More specifically addressing Freeman Dyson's essay, Freeman writes "If we are partly analog, the downloading of a human consciousness into a digital computer may involve a certain loss of our finer feelings and qualities." I would enjoy hearing him expand on this subject. For example, if I were to digitize an analog LP record at very high resolution, would I really have to lose any of its "finer qualities?" Perhaps the *playback mechanism* for the LP record affects it sounds, but it seems to me I have captured all of the LP record's qualities, and someday, given a good playback mechanism, it would sound just as beautiful. Perhaps we should even say that a digital capture of an LP record, even today, is indistinguishable in any "meaningful way" from the LP record in terms of the music's "finer qualities," our perception of the music, and the feelings the music evokes.
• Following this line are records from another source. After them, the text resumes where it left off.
PR #7386, opened 2026-01-13
refactor(img-gen): encapsulate provider quirks

Danelegend:
## Description
Currently with image gen, various reformattings and quirks are done on the api level. This is fine for the current setup w/ 2 providers, but with more inbound, this creates difficulty and bloats the api layer with various if statements to check different provider setups.

This PR refactors the image gen by creating ImageGenerateionProviders. These providers then contain their own logic for things like building from credentials, or sending image generation requests.

## How Has This Been Tested?
All tests still pass - non-functional change.
Manually verify that the change works

## Additional Options

---
## Summary by cubic
Encapsulated image generation provider logic behind a common interface and factory, removing provider-specific conditionals from the API and tools. This makes it easier to add providers (OpenAI, Azure) and simplifies credentials handling.

- **Refactors**
  - Added ImageGenerationProvider interface, credentials model, factory, and OpenAI/Azure providers.
  - Switched API test endpoint and ImageGenerationTool to use provider abstraction.
  - Centralized credentials validation with clear errors for invalid providers or missing fields.
  - Added IMAGE_MODEL_PROVIDER env var (default: "openai").

- **Migration**
  - Set IMAGE_MODEL_PROVIDER to the chosen provider.
  - Update tool construction to pass ImageGenerationProviderCredentials and provider.
    - Azure: api_key, api_base, api_version required; deployment_name optional (falls back to model_name).
    - OpenAI: api_key required (api_base optional).

<sup>Written for commit abdd3499933eec0d574c19fb30ae7d6f996939d8. Summary will update on new commits.</sup>

### DIFF
--- a/backend/onyx/tools/tool_constructor.py
+++ b/backend/onyx/tools/tool_constructor.py
@@ -77,12 +77,9 @@ def _get_image_generation_config(llm: LLM, db_session: Session) -> LLMConfig:
 
     llm_provider = default_config.model_configuration.llm_provider
 
-    # For Azure, format model name as azure/<deployment_name> for LiteLLM
-    model_name = default_config.model_configuration.name
-
     return LLMConfig(
         model_provider=llm_provider.provider,
-        model_name=model_name,
+        model_name=default_config.model_configuration.name,
         temperature=GEN_AI_TEMPERATURE,
         api_key=llm_provider.api_key,
         api_base=llm_provider.api_base,


backend/onyx/server/manage/image_generation/api.py
```diff
@@ -186,56 +190,45 @@ def test_image_generation(
         if not source_provider:
             raise HTTPException(
                 status_code=404,
-                detail=f"Source LLM provider with id {test_request.source_llm_provider_id} not found",
+                details=f"Source LLM provider with id {test_request.source_llm_provider_id} not found",
             )
+
         api_key = source_provider.api_key
         provider = source_provider.provider
```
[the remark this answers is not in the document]
Danelegend: The implemented flow is we get whatever credentials we get. These are then passed into get_image_generation_provider. This will then build the appropriate provider. During the building stage, if that provider doesn't have the right credentials they throw ImageProviderCredentialsError.

The original code had the elif/else statement to handle only 2 providers. With more providers coming there are different configurations required (for example, api_key = None, custom_config = ...) that are valid.

Hence, we leave it to the builder to determine if a combination is correct

Danelegend:
@greptile

backend/onyx/server/manage/image_generation/api.py
```diff
@@ -188,54 +192,50 @@ def test_image_generation(
...
-    elif test_request.api_key is not None and test_request.provider is not None:
-        # Use directly provided credentials
-        api_key = test_request.api_key
-        provider = test_request.provider
-    else:
+
```
jessicasingh7, line 211: maybe we can add a check if api_key is None too?

Danelegend: In the current setup, both azure + openai need an api_key. But with google incoming, they don't require an api key.

On the api layer, I'm essentially assuming that we have all the credentials we need, and when we pass those into the factory, I'm letting the provider factory throw an error if there are credentials missing (and we then catch that error in the api layer).

Danelegend:
@greptile

backend/onyx/server/manage/image_generation/api.py
```diff
@@ -188,54 +205,63 @@ def test_image_generation(
...
+        api_version=test_request.api_version,
+        deployment_name=(test_request.deployment_name or test_request.model_name),
+    )
 
-            # Make a minimal image generation request using LiteLLM
-            # Use descriptive prompt to avoid Azure content policy rejection
-            image_generation(
-                prompt="a simple blue circle on white background",
-                model=model,
+    if not validate_credentials(provider, provider_credentials):
```
jessicasingh7: I think you validate_credentials downstream so this is not needed: get_image_generation_provider -> build_from_credentials

backend/onyx/image_gen/factory.py
```diff
@@ -0,0 +1,31 @@
...
+from onyx.image_gen.providers.openai_img_gen import OpenAIImageGenerationProvider
+
+PROVIDERS: dict[str, type[ImageGenerationProvider]] = {
+    AzureImageGenerationProvider.NAME: AzureImageGenerationProvider,
+    OpenAIImageGenerationProvider.NAME: OpenAIImageGenerationProvider,
+}
+
+
+def get_image_generation_provider(
+    provider: str,
```
jessicasingh7, line 21: Could we make provider an enum?

backend/onyx/image_gen/factory.py
```diff
@@ -0,0 +1,31 @@
...
+def validate_credentials(
+    provider: str,
+    credentials: ImageGenerationProviderCredentials,
+) -> bool:
+    provider_cls = _get_image_generation_provider_cls(provider)
+    return provider_cls.validate_credentials(credentials)
+
+
+def _get_image_generation_provider_cls(provider: str) -> type[ImageGenerationProvider]:
+    if provider not in PROVIDERS:
```
jessicasingh7: same as above- this would be cleaner if provider was an enum

backend/onyx/image_gen/interfaces.py
```diff
@@ -0,0 +1,67 @@
...
+                f"Invalid image generation credentials: {credentials}"
+            )
+        return cls._build_from_credentials(credentials)
+
+    @classmethod
+    @abc.abstractmethod
+    def _build_from_credentials(
+        cls,
+        credentials: ImageGenerationProviderCredentials,
+    ) -> "ImageGenerationProvider":
```
jessicasingh7: stylistic nit- you can make the return type ImageGenerationProvider without the quotes with this import from __future__ import annotations

jessicasingh7: can be done for rest of code as well if you do this

Danelegend:
@greptile

backend/onyx/image_gen/factory.py
Danelegend: Spoke to evan re putting the provider class inside the enum and dropping the table. For consistency we decided on having an enum + provider map as that's alrdy in the codebase

PR #7403, opened 2026-01-14
feat(img-gen): Add nanobanana to backend

Danelegend:
## Description
Implements nano banana to the backend so that the config can be set, and it can be selected and used as a provider

## How Has This Been Tested?
Integration tests were written.
Manually verified that the flow worked by hitting BE endpoints.
Linked up with the FE and checked that we got expected results.

## Additional Options

---
## Summary by cubic
Adds a unified image generation provider system with OpenAI, Azure, and Vertex support, plus credential validation and provider selection via config and env. Updates server APIs and tools to use the new factory and safer custom config handling.

- New Features
  - Added ImageGenerationProvider interface, factory, and providers for openai, azure, vertex_ai.
  - Validates credentials before use; clear errors for bad providers or credentials.
  - ImageGenerationTool now builds a provider from credentials and validates availability.
  - Server endpoints accept and use custom_config; test/create/update paths route through the provider factory.
  - Added IMAGE_MODEL_PROVIDER env var (default: openai). LLMConfig adds custom_config; sensitive values are masked in logs.
  - Tests added for provider building; integration tests updated.

- Migration
  - Set IMAGE_MODEL_PROVIDER to the desired provider.
  - OpenAI: api_key (api_base optional).
  - Azure: api_key, api_base, api_version, deployment_name or model name.
  - Vertex: provide custom_config with vertex_credentials (JSON) and vertex_location; project_id is read from the credentials JSON.
  - Update ImageGenerationConfig/Test requests to include provider and custom_config where required.
  - LLMConfig: credentials_file removed; use custom_config.

<sup>Written for commit c999065deb3aea9a3782a44c5a8b2c5acb6334ba. Summary will update on new commits.</sup>

### DIFF
--- a/backend/onyx/image_gen/providers/vertex_img_gen.py
+++ b/backend/onyx/image_gen/providers/vertex_img_gen.py
@@ -1,3 +1,5 @@
+from __future__ import annotations
+
 import json
 from typing import Any
 from typing import TYPE_CHECKING
@@ -19,8 +21,6 @@ class VertexCredentials(BaseModel):
 
 
 class VertexImageGenerationProvider(ImageGenerationProvider):
-    NAME = "vertex_ai"
-
     def __init__(
         self,
         vertex_credentials: VertexCredentials,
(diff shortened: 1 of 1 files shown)


Danelegend:
@greptile

backend/tests/integration/common_utils/managers/image_generation.py
```diff
@@ -9,6 +11,18 @@
 from tests.integration.common_utils.test_models import DATestUser
 
 
+def _serialize_custom_config(
```
jessicasingh7, line 14: do we need this method?- I see it's only used for the test, maybe we could just convert it in the Test to the right type `custom_config`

I would also enjoy hearing Freeman expand on his sentence, "If the system could live forever, the temperature would ultimately become much lower than the energy-gap, and the states above the gap would become inaccessible.... It would be... dead." However, if the amount of energy in the universe asymptotically approaches zero, it will never reach zero. Is it possible that the universe will never reach a condition in which ALL the states of of the components of the living system become unreachable? Is it possible that there will be at least some of the states made possible via the vacuum fluctuations, where the overall universe's energy is arbitrarily close to zero but locally there may be variations allowing transient existence — not so different than what we all have now, transient existences. Even if this state would correspond to a person in a coma who is not fully conscious, we would still call this person "alive." And with life, there is always a hope, even if very slim, of resurrection and rescue from beings in parallel universes or from other dimensions.


From: George Dyson
Date: March 6, 2001

When I heard that Freeman's Edge question was "Is life analog or digital?" I was intrigued, because, as Freeman so eloquently argued in *Origins of Life* (1986) the answer is "both".

Assuming Freeman's model whereby life-as-we-know-it originated as the result of a digital parasite incorporated into the analog metabolism of its original host, the time-without-end question is whether we can now slowly exterminate (or at least permanently archive) the parasite without killing the host. Seems to me the answer is yes.